**What you will do:**
Work through the data below and give the number of lines holding "undefined", nothing more.

__________

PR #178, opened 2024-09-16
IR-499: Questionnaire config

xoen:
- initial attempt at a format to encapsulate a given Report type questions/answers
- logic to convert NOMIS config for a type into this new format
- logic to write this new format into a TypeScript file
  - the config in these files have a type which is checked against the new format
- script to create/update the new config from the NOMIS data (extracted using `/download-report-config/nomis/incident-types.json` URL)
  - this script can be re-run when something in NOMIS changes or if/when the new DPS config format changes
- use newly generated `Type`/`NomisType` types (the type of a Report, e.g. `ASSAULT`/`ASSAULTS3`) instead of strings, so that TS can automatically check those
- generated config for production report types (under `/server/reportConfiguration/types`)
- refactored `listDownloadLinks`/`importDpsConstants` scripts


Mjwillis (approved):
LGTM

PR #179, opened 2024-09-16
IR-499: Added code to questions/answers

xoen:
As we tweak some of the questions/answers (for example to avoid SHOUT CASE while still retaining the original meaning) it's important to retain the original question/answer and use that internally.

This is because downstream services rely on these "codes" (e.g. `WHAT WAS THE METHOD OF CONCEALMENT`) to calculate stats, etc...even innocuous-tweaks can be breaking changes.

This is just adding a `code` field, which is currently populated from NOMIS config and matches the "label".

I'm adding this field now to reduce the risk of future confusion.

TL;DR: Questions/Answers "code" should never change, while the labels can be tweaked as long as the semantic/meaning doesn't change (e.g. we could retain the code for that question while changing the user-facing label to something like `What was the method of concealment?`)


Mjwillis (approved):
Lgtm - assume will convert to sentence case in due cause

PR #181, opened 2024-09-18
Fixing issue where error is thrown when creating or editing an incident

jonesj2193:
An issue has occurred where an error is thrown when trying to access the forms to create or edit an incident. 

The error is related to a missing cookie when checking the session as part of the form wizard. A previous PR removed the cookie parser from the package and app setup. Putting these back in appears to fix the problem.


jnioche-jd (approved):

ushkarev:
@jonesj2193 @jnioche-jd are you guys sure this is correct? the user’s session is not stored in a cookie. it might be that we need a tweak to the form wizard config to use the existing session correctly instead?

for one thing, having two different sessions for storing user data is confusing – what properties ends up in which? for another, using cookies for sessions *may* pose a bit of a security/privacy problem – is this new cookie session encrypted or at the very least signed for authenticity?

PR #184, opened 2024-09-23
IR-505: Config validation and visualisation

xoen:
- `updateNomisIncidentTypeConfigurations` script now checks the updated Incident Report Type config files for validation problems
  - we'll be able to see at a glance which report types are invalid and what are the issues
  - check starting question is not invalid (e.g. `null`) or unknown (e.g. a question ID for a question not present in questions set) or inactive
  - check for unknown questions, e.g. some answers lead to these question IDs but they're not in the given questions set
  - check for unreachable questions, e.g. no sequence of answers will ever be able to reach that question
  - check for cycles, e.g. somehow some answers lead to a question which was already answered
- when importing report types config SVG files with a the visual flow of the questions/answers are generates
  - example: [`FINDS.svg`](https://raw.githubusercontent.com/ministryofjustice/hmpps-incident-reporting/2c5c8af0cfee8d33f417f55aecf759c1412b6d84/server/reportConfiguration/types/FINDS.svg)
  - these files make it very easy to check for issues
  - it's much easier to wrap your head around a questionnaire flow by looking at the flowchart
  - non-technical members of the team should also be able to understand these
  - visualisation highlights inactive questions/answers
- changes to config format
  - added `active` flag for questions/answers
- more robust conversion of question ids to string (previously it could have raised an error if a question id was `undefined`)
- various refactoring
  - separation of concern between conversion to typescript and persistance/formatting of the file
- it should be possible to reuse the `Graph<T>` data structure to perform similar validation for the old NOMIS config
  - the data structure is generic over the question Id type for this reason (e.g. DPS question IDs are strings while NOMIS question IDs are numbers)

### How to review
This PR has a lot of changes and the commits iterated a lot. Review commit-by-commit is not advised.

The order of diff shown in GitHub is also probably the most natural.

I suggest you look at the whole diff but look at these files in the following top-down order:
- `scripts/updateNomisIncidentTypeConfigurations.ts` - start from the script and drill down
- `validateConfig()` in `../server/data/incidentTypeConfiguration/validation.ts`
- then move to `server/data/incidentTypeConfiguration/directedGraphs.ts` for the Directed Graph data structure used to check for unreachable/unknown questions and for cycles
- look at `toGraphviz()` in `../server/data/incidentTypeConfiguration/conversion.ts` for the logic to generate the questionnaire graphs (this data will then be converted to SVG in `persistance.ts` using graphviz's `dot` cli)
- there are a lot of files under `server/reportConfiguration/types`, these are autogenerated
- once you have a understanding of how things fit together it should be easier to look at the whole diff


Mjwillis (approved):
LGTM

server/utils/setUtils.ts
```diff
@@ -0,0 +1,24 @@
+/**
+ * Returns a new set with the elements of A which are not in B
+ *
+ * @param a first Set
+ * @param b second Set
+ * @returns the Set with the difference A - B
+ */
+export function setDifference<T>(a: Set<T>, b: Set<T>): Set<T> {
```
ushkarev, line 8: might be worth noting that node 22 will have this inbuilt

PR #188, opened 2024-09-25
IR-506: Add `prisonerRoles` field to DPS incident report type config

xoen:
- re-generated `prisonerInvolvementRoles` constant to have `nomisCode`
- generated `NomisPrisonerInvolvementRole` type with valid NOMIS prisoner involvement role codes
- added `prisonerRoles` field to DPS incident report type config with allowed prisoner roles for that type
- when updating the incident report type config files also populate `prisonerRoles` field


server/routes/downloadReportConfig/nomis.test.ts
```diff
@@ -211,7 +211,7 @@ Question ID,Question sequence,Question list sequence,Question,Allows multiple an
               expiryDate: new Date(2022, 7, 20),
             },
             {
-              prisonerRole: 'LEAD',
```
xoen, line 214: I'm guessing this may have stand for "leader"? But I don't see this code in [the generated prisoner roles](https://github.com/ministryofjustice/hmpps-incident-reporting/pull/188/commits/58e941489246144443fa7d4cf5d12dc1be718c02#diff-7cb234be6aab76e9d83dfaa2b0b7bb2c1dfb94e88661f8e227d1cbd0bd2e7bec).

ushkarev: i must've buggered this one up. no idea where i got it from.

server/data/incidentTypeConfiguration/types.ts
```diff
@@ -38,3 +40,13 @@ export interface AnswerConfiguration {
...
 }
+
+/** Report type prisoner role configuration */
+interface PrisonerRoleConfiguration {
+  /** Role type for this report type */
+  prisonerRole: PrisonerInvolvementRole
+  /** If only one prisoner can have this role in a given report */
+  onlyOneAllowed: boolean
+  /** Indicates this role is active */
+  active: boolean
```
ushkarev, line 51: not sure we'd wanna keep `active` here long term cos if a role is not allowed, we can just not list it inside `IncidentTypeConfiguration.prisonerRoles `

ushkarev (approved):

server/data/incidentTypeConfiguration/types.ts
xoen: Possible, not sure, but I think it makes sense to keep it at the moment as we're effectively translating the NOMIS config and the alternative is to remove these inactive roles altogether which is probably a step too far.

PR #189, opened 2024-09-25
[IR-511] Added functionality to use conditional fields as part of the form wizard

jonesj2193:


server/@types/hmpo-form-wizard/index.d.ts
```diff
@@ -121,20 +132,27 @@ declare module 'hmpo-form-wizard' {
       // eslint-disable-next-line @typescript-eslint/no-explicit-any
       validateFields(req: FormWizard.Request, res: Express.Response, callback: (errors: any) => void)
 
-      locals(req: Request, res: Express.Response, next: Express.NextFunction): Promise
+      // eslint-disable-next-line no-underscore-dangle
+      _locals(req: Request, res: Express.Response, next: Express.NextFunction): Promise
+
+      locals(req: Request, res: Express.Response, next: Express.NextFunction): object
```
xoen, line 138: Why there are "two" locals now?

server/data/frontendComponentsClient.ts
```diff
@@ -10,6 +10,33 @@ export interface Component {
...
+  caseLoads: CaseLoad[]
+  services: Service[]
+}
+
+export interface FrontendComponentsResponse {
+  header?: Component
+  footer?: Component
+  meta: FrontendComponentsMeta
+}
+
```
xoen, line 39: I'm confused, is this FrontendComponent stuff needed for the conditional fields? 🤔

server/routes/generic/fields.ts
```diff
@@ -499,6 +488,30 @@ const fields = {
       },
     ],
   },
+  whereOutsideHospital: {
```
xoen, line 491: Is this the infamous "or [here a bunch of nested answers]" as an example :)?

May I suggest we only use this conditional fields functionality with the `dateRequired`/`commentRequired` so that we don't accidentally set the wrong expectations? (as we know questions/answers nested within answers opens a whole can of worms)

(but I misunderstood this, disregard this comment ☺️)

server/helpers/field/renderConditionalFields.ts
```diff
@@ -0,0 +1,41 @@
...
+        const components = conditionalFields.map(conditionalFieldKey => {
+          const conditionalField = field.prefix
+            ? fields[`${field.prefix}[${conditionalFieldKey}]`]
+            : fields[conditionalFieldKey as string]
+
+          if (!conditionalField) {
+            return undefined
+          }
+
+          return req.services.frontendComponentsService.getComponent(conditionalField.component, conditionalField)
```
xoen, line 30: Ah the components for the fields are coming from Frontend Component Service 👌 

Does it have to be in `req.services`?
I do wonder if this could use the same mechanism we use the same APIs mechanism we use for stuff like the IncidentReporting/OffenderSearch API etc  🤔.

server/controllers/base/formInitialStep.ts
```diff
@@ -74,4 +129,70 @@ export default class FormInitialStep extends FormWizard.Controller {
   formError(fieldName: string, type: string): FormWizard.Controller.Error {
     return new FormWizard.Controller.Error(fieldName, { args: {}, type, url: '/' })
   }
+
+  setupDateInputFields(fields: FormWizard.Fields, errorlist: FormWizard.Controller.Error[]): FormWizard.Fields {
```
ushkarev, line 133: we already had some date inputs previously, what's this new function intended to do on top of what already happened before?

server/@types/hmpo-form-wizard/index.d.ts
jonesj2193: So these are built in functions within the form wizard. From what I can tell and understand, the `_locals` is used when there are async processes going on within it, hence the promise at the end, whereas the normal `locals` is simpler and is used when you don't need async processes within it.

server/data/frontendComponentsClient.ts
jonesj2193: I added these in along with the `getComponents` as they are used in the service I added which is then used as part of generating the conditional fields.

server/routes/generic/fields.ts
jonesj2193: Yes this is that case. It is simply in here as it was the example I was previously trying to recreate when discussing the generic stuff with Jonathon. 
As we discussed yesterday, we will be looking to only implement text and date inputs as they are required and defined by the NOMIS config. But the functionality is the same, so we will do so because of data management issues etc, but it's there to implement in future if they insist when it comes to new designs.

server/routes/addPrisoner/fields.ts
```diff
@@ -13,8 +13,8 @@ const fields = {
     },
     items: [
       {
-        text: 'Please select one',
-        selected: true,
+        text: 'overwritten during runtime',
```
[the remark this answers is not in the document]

__________

**Result for this task:**
2